SMART Researchers Develop Novel Method for Rapid Microbial Contamination Detection in Cell Cultures

Singapore – Researchers at the Critical Analytics for Manufacturing Personalized-Medicine (CAMP) interdisciplinary research group of the Singapore-MIT Alliance for Research and Technology (SMART), MIT’s research enterprise in Singapore, have announced a groundbreaking method for the swift detection of microbial contamination in cell therapy products (CTPs). This innovation, developed in collaboration with MIT, A*STAR Skin Research Labs, and the National University of Singapore, promises to significantly reduce the time required for sterility testing, potentially saving lives through faster treatment delivery.

Cell therapy is revolutionizing medicine, offering new treatments for cancers, inflammatory diseases, and chronic degenerative disorders. However, ensuring these cell therapies are free from contamination before administration has been a major hurdle.

Existing sterility testing methods can take up to 14 days, a delay that can be detrimental for critically ill patients. While rapid microbiological methods (RMMs) can shorten this period to seven days, they require complex processes and skilled labor. This necessitates faster, simpler methods without compromising CTP quality.

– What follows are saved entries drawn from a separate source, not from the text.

Issue #1895, opened 2020-07-14
Error on inbound connection


carver:
### What is wrong?

```wait_for=<_GatheringFuture pending cb=[<TaskWakeupMethWrapper object at 0x7f8028142c10>()]>>
   ERROR  2020-07-14 14:11:42,771            FullServer  Unexpected error handling handshake with ('195.14.184.226', 58872)
Traceback (most recent call last):
  File "/home/jcarver/code/trinity/trinity/server.py", line 135, in receive_handshake
    await self._receive_handshake(reader, writer)
  File "/home/jcarver/code/trinity/trinity/server.py", line 160, in _receive_handshake
    protocol_handshakers=handshakers,
RuntimeError: coroutine ignored GeneratorExit
   ERROR  2020-07-14 14:11:42,774               asyncio  Task exception was never retrieved
future: <Task finished coro=<<async_generator_athrow without __name__>()> exception=RuntimeError('cannot reuse already awaited coroutine')>
Traceback (most recent call last):
  File "/home/jcarver/code/trinity/p2p/multiplexer.py", line 289, in _stream_protocol_messages
    yield await msg_queue.get()
RuntimeError: cannot reuse already awaited coroutine
```

### How can it be fixed

:man_shrugging:

gsalgado:
This is weird; my node can receive incoming connections (at least from another locally running trinity instance). Can you try that to see if it works? Is this on master or on #1892?

carver:
> Is this on master or on #1892?

It first showed up when I started with #1892 -- but then because UPnP was configured, even when I ran it without the patch I was getting the error. It seems to go away when I do this:
```patch
diff --git a/trinity/server.py b/trinity/server.py
index 9402862b..e006f03f 100644
--- a/trinity/server.py
+++ b/trinity/server.py
@@ -172,7 +172,10 @@ class BaseServer(Service, Generic[TPeerPool]):
             peer = factory.create_peer(connection)
 
             if self.peer_pool.is_full:
-                await peer.disconnect(DisconnectReason.TOO_MANY_PEERS)
+                try:
+                    await peer.disconnect(DisconnectReason.TOO_MANY_PEERS)
+                except AttributeError:
+                    pass
                 return
             elif not self.peer_pool.is_valid_connection_candidate(peer.remote):
                 await peer.disconnect(DisconnectReason.USELESS_PEER)
```
(weirdly the exception that inspired the patch was logged separately, later)

So I suspect it will actually get fixed by #1840

[...]

PR #2049, opened 2020-09-18
Ensure stream_protocol_messages() returns when multiplexer stops streaming

gsalgado:
That method could end up waiting forever on a queue.get() call if the
multiplexer stops streaming (i.e. adding items to the queue), and then
asyncio.BaseServer would eventually throw a GeneratorExit into it
(https://bugs.python.org/issue30083) causing a lot of cryptic errors

Closes: #1895

### DIFF
--- a/p2p/handshake.py
+++ b/p2p/handshake.py
@@ -367,22 +367,14 @@ async def receive_dial_in(reader: asyncio.StreamReader,
         writer=writer,
         private_key=private_key,
     )
-    try:
-        multiplexer, devp2p_receipt, protocol_receipts = await negotiate_protocol_handshakes(
-            transport=transport,
-            p2p_handshake_params=p2p_handshake_params,
-            protocol_handshakers=protocol_handshakers,
-        )
-    except BaseException:
-        # Note: This is one of two places where we manually handle closing the
-        # reader/writer connection pair in the event of an error during the
-        # peer connection and handshake process.
-        # See `p2p.auth.handshake` for the other.
-        try:
-            await transport.close()
-        except ConnectionResetError:
-            transport.logger.debug("Could not wait for transport to close")
-        raise
+
+    # In case of any errors, negotiate_protocol_handshakes() will close the multiplexer,
+    # which in turn closes the transport, so we don't need to worry about that here.
+    multiplexer, devp2p_receipt, protocol_receipts = await negotiate_protocol_handshakes(
+        transport=transport,
+        p2p_handshake_params=p2p_handshake_params,
+        protocol_handshakers=protocol_handshakers,
+    )
 
     connection = Connection(
         multiplexer=multiplexer,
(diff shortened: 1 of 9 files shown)


gsalgado:
I was hopeful that fixing #1895 would magically make #2045 go away as well, but that didn't happen :-(

p2p/multiplexer.py
```diff
@@ -271,37 +276,37 @@ def stream_protocol_messages(self,
...
-                except asyncio.QueueEmpty:
-                    yield await msg_queue.get()
+                else:
+                    # Need to run this with a timeout so that we return in case the multiplexer
+                    # stops streaming.
+                    # Using a short timeout here (0.1s) caused msg queues to get full and messages
+                    # to be discarded. Using 0.5s should not be a problem as it only means this
+                    # coroutine may take up to 0.5s to return after the multiplexer stops.
+                    try:
+                        yield await asyncio.wait_for(msg_queue.get(), timeout=0.5)
```
carver, line 307: Another option to consider is something like adding an event that triggers when streaming ends, and then this does a `wait_first([msg_queue.get(), stream_end.wait()])`. That way we don't have to cycle this loop `2 * num_peers` times per second, even when peers are idle.

p2p/handshake.py
```diff
@@ -367,22 +367,14 @@ async def receive_dial_in(reader: asyncio.StreamReader,
...
-            p2p_handshake_params=p2p_handshake_params,
-            protocol_handshakers=protocol_handshakers,
-        )
-    except BaseException:
-        # Note: This is one of two places where we manually handle closing the
-        # reader/writer connection pair in the event of an error during the
-        # peer connection and handshake process.
-        # See `p2p.auth.handshake` for the other.
-        try:
-            await transport.close()
```
carver, line 382: Why don't we need to close the transport anymore if there's a problem during the handshake?

carver (approved):

p2p/multiplexer.py
gsalgado: I did consider that, but we need the return value of the `msg_queue.get()` call, so `wait_first()` wouldn't work. It could be done with `asyncio.wait()` and then checking whether the finished task was one or the other, but the code would become less straightforward for what seemed to be a not very significant improvement.  Happy to reconsider that if you think it's worth it though

p2p/handshake.py
gsalgado: `negotiate_protocol_handshakes()` takes care of that -- I've added a comment explaining that (line 371 in the diff)

p2p/multiplexer.py
carver: Not a huge deal, but also not sure why we need to check quite as often, since it is checking for a corner case and has some performance hit. Would it be just as fine to timeout every 5?

gsalgado: Yeah, it should be ok to use a timeout of 5s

Published in Scientific Reports, their paper, “Machine learning aided UV absorbance spectroscopy for microbial contamination in cell therapy products,” details how the team combined UV absorbance spectroscopy with machine learning to achieve label-free, noninvasive, and real-time contamination detection.

The new method measures ultraviolet light absorbance of cell culture fluids and uses machine learning to recognize patterns associated with microbial contamination, providing rapid “yes/no” contamination assessment in under half an hour. This eliminates the need for cell staining and extraction and allows for automated cell culture sampling with a simple workflow, reducing costs and complexity, and offers significant advantages over traditional methods by delivering results in under half-an-hour.

Shruthi Pandi Chelvam, senior research engineer at SMART CAMP and first author of the paper, emphasizes that this method serves as a preliminary safety test, enabling early detection and timely corrective actions. “This rapid, label-free method is designed to be a preliminary step in the CTP manufacturing process as a form of continuous safety testing… This approach saves costs, optimizes resource allocation, and ultimately accelerates the overall manufacturing timeline,” she stated.

Rajeev Ram, the Clarence J. LeBel Professor at MIT and a principal investigator at SMART CAMP, added, “By introducing automation and machine learning, we hope to streamline cell therapy manufacturing and reduce the risk of contamination… This enables cell cultures to be monitored continuously and contamination to be detected at early stages.”

Future research will focus on expanding the method’s application to a wider range of microbial contaminants and testing its robustness across more cell types. The researchers also suggest potential applications beyond cell therapy, including microbial quality control testing in the food and beverage industry.